The kitchen was decorated in early kitchen witch. The window garden was lush with herbs and flowering plants; there was even a tomato bush that had somehow been coaxed into bristling with early fruit, each one golden orange and perfect, like a tiny sun. I eyed the plants warily, relaxing as I saw
that certain herbs and simples had vanished since our last visit.
“I cleared out the plants that were inherently harmful to the fae,” said Janet, following my gaze and guessing the reasons for it. “It seemed unkind to ward my own daughter’s home against her.”
“Stepdaughter, if you please,” said a voice, and for a horrifying moment, I thought it was mine. Then I realized Janet was looking at Tybalt. Relief washed over me. For once, I’d managed to keep my mouth shut.
“I don’t think this is any of your concern,” said Janet stiffly.
“Actually, he’s right, Mom,” said Gillian. Both Janet and I turned to her. Janet looked crushed. I didn’t know what to feel. My heart was beating too hard and too fast, making my head spin. “You’re my mom, but she’s my mother. We can’t pretend she isn’t. We shouldn’t pretend she isn’t. Not with . . . everything.” Her gesture encompassed her entire body, starting with the sealskin tied around her shoulders.
Janet’s face fell. “Sweetie, you don’t have to let her in if you don’t want to.”
I cleared my throat. “Okay, great as it is to go over this again, because I’m not tired of being stabbed in the chest just yet, I did come here for a reason. Gillian, honey, we need to talk.”
“Why do parents always use food names when they’re talking to their kids? I’m legally an adult, and you still treat me like a dessert topping.” Gillian folded her arms. “Is this about whatever has Ms. Ryan so spooked? Because I’ve been waiting for someone to get around to telling me what’s going on.”

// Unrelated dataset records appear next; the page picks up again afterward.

PR #124, opened 2022-02-01
SNOW-518618: remove BC-FIPS dependency

sfc-gh-tzhang:
Remove the bcpkix-fips dependency in the SDK, and use non-fips provider instead of fips provider, hopefully it will fix the DEW issue

### DIFF
--- a/README.md
+++ b/README.md
@@ -83,15 +83,6 @@ you would need to remove the following scope limits in pom.xml
 &lt;/dependency&gt;
 </pre>
 
-<pre>
-&lt;!-- Remove provided scope from bcpkix-fips --&gt;
-&lt;dependency&gt;
-    &lt;groupId&gt;org.bouncycastle&lt;/groupId&gt;
-    &lt;artifactId&gt;bcpkix-fips&lt;/artifactId&gt;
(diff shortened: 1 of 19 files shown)


sfc-gh-tjones (approved):

sfc-gh-gdoci (approved):
Thank you Toby, I believe it won't be a problem for DEW! 
If I want to always use the latest clientSDK in our tests, is there a way I can do it without having to manually pull master branch, build the latest jar and push it to Nexus? 
E.g. is the latest jar pushed somewhere else automatically every time the version in pom.xml is updated in master?

sfc-gh-tzhang:
> Thank you Toby, I believe it won't be a problem for DEW! If I want to always use the latest clientSDK in our tests, is there a way I can do it without having to manually pull master branch, build the latest jar and push it to Nexus? E.g. is the latest jar pushed somewhere else automatically every time the version in pom.xml is updated in master?

@sfc-gh-gdoci @sfc-gh-mnaides is verifying this change before merging, do you want to work with him to make sure there won't cause the same problem again?

> is there a way I can do it without having to manually pull master branch, build the latest jar and push it to Nexus?

I don't think we have such automation

PR #126, opened 2022-02-03
Allow client to configure parameters

sfc-gh-mnaides:


src/main/java/net/snowflake/ingest/streaming/internal/FlushService.java
```diff
@@ -314,7 +315,7 @@ void distributeFlushTasks() {
       }
 
       // Distribute work at table level, create a new blob if reaching the blob size limit
-      while (itr.hasNext() && totalBufferSize <= MAX_BLOB_SIZE_IN_BYTES) {
+      while (itr.hasNext() && totalBufferSize <= maxBlobSizeInBytes) {
```
sfc-gh-tjones, line 318: Why this change if `maxBlobSizeInByes` is always initialized to the constant? Did you mean to use something from `owningClient` instead?

src/main/java/net/snowflake/ingest/streaming/internal/SnowflakeStreamingIngestChannelFactory.java
```diff
@@ -26,6 +26,7 @@ static SnowflakeStreamingIngestChannelBuilder builder(String name) {
     private String encryptionKey;
     private Long encryptionKeyId;
     private OpenChannelRequest.OnErrorOption onErrorOption;
+    private ParameterProvider parameterProvider;
```
sfc-gh-tjones, line 29: Is this initialized anywhere?

src/main/java/net/snowflake/ingest/streaming/internal/SnowflakeStreamingIngestClientInternal.java
```diff
@@ -73,6 +73,9 @@
   // Counter to generate unique request ids per client
   private final AtomicLong counter = new AtomicLong(0);
 
+  // Provides constant values set by Snowflake server
```
sfc-gh-tjones, line 76: These aren't set by the server, right?

src/main/java/net/snowflake/ingest/streaming/internal/SnowflakeStreamingIngestClientInternal.java
```diff
@@ -192,7 +201,7 @@ public SnowflakeStreamingIngestClientInternal(
    * @param name the name of the client
    */
   SnowflakeStreamingIngestClientInternal(String name) {
-    this(name, null, null, null, true, null);
+    this(name, null, null, null, true, null, null);
```
sfc-gh-tjones, line 204: Maybe just use an empty map here instead?

src/main/java/net/snowflake/ingest/streaming/internal/FlushService.java
sfc-gh-mnaides: I repurposed my branch that took parameters from the server (including this one) and made some mistakes in the cleanup, including this

src/main/java/net/snowflake/ingest/streaming/internal/SnowflakeStreamingIngestClientInternal.java
sfc-gh-mnaides: Right, fixing comment

src/main/java/net/snowflake/ingest/streaming/internal/ParameterProvider.java
```diff
@@ -0,0 +1,106 @@
...
+      this.parameterMap.put(
+          key, parameterOverrides.getOrDefault(key, props.getOrDefault(key, defaultValue)));
+    } else if (parameterOverrides != null) {
+      this.parameterMap.put(key, parameterOverrides.getOrDefault(key, defaultValue));
+    } else if (props != null) {
+      this.parameterMap.put(key, props.getOrDefault(key, defaultValue));
+    }
+  }
+  /**
+   * Sets parameter values by first checking 1. parameterOverrides 2. props 3. default value
```
sfc-gh-tzhang, line 45: can you make it clear that props is the value from the profile.json file?

src/main/java/net/snowflake/ingest/streaming/internal/ParameterProvider.java
```diff
@@ -0,0 +1,106 @@
...
+
+  /**
+   * Construct empty ParameterProvider that will supply default values until updated by
+   * client/configure API call
+   */
+  public ParameterProvider() {}
+
+  private void updateValue(
+      String key, Object defaultValue, Map<String, Object> parameterOverrides, Properties props) {
+    if (parameterOverrides != null && props != null) {
```
sfc-gh-tzhang, line 35: props should be always be not null, right? So we should be checking
1. parameterOverrides is null or not
2. parameterOverrides.get(key) is null or not
3. props.get(key) is null or not

src/main/java/net/snowflake/ingest/streaming/internal/ParameterProvider.java
```diff
@@ -0,0 +1,106 @@
...
+  static final long INSERT_THROTTLE_THRESHOLD_IN_PERCENTAGE_DEFAULT = 5;
+
+  /** Map of parameter name to parameter value. This will be set by client/configure API Call. */
+  private Map<String, Object> parameterMap = new HashMap<>();
+
+  /**
+   * Construct empty ParameterProvider that will supply default values until updated by
+   * client/configure API call
+   */
+  public ParameterProvider() {}
```
sfc-gh-tzhang, line 31: we should just pass `parameterOverrides` and `props` to the construct, so both the `updateValue` and `setParameterMap` function could be simplified

src/main/java/net/snowflake/ingest/streaming/internal/StreamingIngestStage.java
```diff
@@ -90,6 +94,11 @@
     this.role = role;
     this.requestBuilder = requestBuilder;
     this.clientName = clientName;
+    /*
+    All integer numbers will be deserialized as longs.
+    If this is false Jackson will deserialize to int or long based on size
+    */
+    this.mapper.configure(DeserializationFeature.USE_LONG_FOR_INTS, true);
```
sfc-gh-tzhang, line 101: everything in this file could be reverted.

src/main/java/net/snowflake/ingest/streaming/internal/SnowflakeStreamingIngestClientInternal.java
```diff
@@ -167,6 +171,8 @@
       SharedMetricRegistries.add("Metrics", metrics);
     }
 
+    this.parameterProvider.setParameterMap(parameterOverrides, prop);
```
sfc-gh-tzhang, line 174: Could we add a log after this so we could know the actual values being used in the end?

src/main/java/net/snowflake/ingest/utils/Utils.java
```diff
@@ -74,6 +74,7 @@ public static void assertNotNull(String name, Object value) throws SFException {
    */
   public static Properties createProperties(Properties inputProp, boolean sslEnabled) {
     Properties properties = new Properties();
+    properties.putAll(inputProp);
```
sfc-gh-tzhang, line 77: I think we would still want to use the switch case below to add to the properties, it does more things like toLowerCase and log a entry if the key is not useful.

src/main/java/net/snowflake/ingest/streaming/internal/ParameterProvider.java
sfc-gh-mnaides: The profile.json only really exists in our example, since the client factory just takes a Properties object

src/main/java/net/snowflake/ingest/utils/Utils.java
sfc-gh-mnaides: Please double check my logic, but i think I kept all of the reformatting we do below and figured it was simpler to just pass along all the props even if we don't use them

sfc-gh-tzhang: hmmm, IIUC, you remove a few cases in the switch statement below, so let's say if the input prop is `USER` instead of `user`, we won't able to get it later anymore with our change, right? Also now we will log an entry saying user property is ignored which is not correct. I feel like the old logic is more clear, could we change it back?

PR #130, opened 2022-02-10
SNOW-534105: Enable encryption by default

sfc-gh-tzhang:
After the [fix](https://github.com/snowflakedb/snowflake/pull/46339) at server side, encryption is working properly, now it's the time to remove any non-encrypted code path in the client SDK


sfc-gh-tzhang:
@sfc-gh-tjones this needs to wait for your server side change to enable encryption by default

sfc-gh-tjones (approved):
Thanks Toby!

sfc-gh-mnaides (approved):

I should probably have felt guilty. All I felt in that moment was relief. Gilly knew this was coming; had been waiting, in fact, for someone to get it over with. I was actually doing her a favor for a change. “It is, yeah,” I said. I glanced to Janet and Tybalt before asking, “Has someone explained to you where Selkie skins come from?”
Gillian nodded. “Mass murder, very sad, and it’s why I’m not allowed to tell any of the other Selkies that their ‘Cousin Annie’ is secretly the actual sea witch from The Little Mermaid. I’m hanging out with Ursula on the regular, and I can’t even tell the other fairies about it.”